I think knowing your stuff is more important than how you know it, but game
servers are essentially soft real-time, maintaining thousands of connections
and arbitrating 3D movement and actions and physics with predictions to
compensate for network lag for all of them, and if all you know is stateless
HTTP, that's not going to cut it. Video games have been dealing with the C10k
problem for a lot longer than web developers.

In addition, if you're only slightly better than someone who plays games or
has game industry experience, I think they'll get the job over you, no
question. I'm not much of a gamer, and there just isn't anything else some
people here talk about, so I miss out on a lot of water cooler talk.

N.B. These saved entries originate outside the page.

PR #3, opened 2018-08-30
Rework plugin broker to send broker execution result to Che-master over JSON_RPC instead of providing a REST API

garagatyi:
This PR:
- Removes usage of REST API (but REST API itself is not yet removed in the PR for the time being)
- Start Che plugins resolving process immediately after the start of the plugin broker 
- Fetches Che plugins config from a file
- Connects to the Che master by JSON_RPC over websocket
- After start/successful/unsuccessful execution sends events to JSON_RPC with the status, error, result of execution
- Add fixes to the tar processing code
- Updates dependencies of the project
- Adds more logs to understand on which step failure appeared

### DIFF
--- a/broker/broker.go
+++ b/broker/broker.go
@@ -33,21 +33,6 @@ var (
 	bus = event.NewBus()
 )
 
-// ProcessPlugins processes passed plugins metas and set success state of broker execution
-func ProcessPlugins(metas []model.PluginMeta) {
-	for _, meta := range metas {
-		err := processPlugin(meta)
-		if err != nil {
-			log.Fatal(err)
-		}
-	}
-
-	log.Println("Set success status")
-	if ok, status := storage.SetStatus(model.StatusDone); !ok {
-		log.Fatalf("Setting '%s' broker status failed. Broker has '%s' state", model.StatusDone, status)
-	}
-}
-
 // Start executes plugins metas processing and sends data to Che master
 func Start(metas []model.PluginMeta) {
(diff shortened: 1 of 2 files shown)


broker/broker.go
```diff
@@ -13,32 +13,129 @@
...
+	})
+}
+
+// PushStatuses sets given tunnel as consumer of broker events.
+func PushStatuses(tun *jsonrpc.Tunnel) {
+	bus.SubAny(&tunnelBroadcaster{tunnel: tun}, model.BrokerStatusEventType, model.BrokerResultEventType)
+}
+
+type tunnelBroadcaster struct {
+	tunnel          *jsonrpc.Tunnel
```
skabashnyuk: everything except tunnel is unused in this struct. Is this intentionally?

garagatyi:
I've aligned commit messages with the PR description and pushed with force to the PR. Sorry about that.

broker/broker.go
garagatyi: It was copied by mistake. Reconnection feature is not implemented in the broker. I've removed this code.

garagatyi:
@skabashnyuk I've removed rest and changed deps.

garagatyi:
@skabashnyuk And I've checked the broker in the walking skeleton with all those unchecked before dependencies. Everything works.

garagatyi:
@benoitf those were debug traces, I've removed them.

I don't know how the other offices do it, but the Austin office does SCRUM,
and there's always some team that's crunching during any given milestone (this
time it's us). Since we're making an MMO, our release date doesn't mean we
stop working or making content, but the office is mostly cleared out by 7pm or
so, most nights.

------
sshumaker
Los Angeles (Hollywood) - CA Well-funded stealth startup building software for
the music biz. Networked OSX app with web backend (Rails + MongoDB, plus
NodeJS / Redis / etc). Eventual growth to other platforms (PC/iPhone/iPad).
Tiny team of 3 very kick-ass developers (our last startup got acquired for
20+mm, before that all of us were leads in the video game space), working with
extremely well-connected founder in the music industry.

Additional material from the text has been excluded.